# [Source data]
+ + + + +

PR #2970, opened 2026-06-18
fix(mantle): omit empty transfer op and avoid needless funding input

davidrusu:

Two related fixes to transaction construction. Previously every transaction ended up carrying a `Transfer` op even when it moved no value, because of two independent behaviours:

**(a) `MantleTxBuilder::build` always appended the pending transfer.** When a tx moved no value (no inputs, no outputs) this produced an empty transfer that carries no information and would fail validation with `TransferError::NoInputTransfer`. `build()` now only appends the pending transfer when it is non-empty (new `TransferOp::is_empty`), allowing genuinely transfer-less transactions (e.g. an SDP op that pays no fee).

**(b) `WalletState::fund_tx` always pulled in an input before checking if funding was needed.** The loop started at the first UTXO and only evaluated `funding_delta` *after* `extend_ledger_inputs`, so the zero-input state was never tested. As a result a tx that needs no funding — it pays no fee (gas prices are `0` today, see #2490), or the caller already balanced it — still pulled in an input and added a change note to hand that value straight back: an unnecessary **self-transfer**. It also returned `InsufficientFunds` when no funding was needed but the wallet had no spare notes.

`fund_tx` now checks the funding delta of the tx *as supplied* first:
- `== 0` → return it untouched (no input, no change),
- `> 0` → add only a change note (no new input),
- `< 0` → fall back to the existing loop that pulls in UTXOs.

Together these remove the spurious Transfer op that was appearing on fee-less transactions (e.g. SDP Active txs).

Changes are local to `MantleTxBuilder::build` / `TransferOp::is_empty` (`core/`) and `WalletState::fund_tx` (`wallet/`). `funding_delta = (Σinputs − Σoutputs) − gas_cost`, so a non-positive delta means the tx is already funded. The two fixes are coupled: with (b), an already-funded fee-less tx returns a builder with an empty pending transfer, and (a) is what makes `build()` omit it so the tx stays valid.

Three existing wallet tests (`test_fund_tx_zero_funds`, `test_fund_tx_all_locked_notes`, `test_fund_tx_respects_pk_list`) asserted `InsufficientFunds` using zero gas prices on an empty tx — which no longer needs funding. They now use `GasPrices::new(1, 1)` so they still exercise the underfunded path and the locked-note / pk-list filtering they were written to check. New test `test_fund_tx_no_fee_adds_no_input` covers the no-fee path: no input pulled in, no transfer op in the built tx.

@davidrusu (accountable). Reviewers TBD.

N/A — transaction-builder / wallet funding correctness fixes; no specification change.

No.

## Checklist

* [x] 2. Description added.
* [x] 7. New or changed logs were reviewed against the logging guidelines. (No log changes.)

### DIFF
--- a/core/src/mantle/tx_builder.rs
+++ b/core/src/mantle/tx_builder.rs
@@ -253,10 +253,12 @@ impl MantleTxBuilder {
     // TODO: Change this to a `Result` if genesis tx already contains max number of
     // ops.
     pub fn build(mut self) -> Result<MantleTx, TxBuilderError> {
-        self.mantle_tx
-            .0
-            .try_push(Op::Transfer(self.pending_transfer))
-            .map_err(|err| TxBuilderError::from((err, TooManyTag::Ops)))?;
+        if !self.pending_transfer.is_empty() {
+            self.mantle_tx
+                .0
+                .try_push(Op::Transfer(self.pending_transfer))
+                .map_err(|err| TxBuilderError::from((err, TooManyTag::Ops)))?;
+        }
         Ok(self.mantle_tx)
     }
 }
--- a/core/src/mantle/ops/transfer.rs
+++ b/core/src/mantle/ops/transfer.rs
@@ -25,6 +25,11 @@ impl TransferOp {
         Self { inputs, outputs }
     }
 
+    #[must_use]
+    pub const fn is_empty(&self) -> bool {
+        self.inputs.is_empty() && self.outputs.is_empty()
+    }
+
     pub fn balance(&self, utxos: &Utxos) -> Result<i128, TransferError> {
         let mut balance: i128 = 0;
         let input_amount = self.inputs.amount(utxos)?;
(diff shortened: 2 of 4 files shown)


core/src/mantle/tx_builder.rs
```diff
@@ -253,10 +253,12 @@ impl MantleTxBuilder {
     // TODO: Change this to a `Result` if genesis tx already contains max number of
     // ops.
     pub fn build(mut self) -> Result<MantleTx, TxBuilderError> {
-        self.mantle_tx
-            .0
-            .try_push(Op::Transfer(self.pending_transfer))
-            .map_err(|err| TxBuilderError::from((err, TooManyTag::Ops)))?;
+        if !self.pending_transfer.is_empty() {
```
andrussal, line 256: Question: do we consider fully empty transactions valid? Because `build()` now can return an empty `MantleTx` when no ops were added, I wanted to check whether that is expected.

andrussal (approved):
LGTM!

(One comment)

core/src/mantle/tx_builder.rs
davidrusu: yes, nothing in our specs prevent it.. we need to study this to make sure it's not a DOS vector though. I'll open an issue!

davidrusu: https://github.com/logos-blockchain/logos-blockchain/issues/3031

+ + + + +

# [What is being asked]
For each line in the entries that holds "only", return that line.

# [Answer to this problem]
**(a) `MantleTxBuilder::build` always appended the pending transfer.** When a tx moved no value (no inputs, no outputs) this produced an empty transfer that carries no information and would fail validation with `TransferError::NoInputTransfer`. `build()` now only appends the pending transfer when it is non-empty (new `TransferOp::is_empty`), allowing genuinely transfer-less transactions (e.g. an SDP op that pays no fee).
**(b) `WalletState::fund_tx` always pulled in an input before checking if funding was needed.** The loop started at the first UTXO and only evaluated `funding_delta` *after* `extend_ledger_inputs`, so the zero-input state was never tested. As a result a tx that needs no funding — it pays no fee (gas prices are `0` today, see #2490), or the caller already balanced it — still pulled in an input and added a change note to hand that value straight back: an unnecessary **self-transfer**. It also returned `InsufficientFunds` when no funding was needed but the wallet had no spare notes.
- `> 0` → add only a change note (no new input),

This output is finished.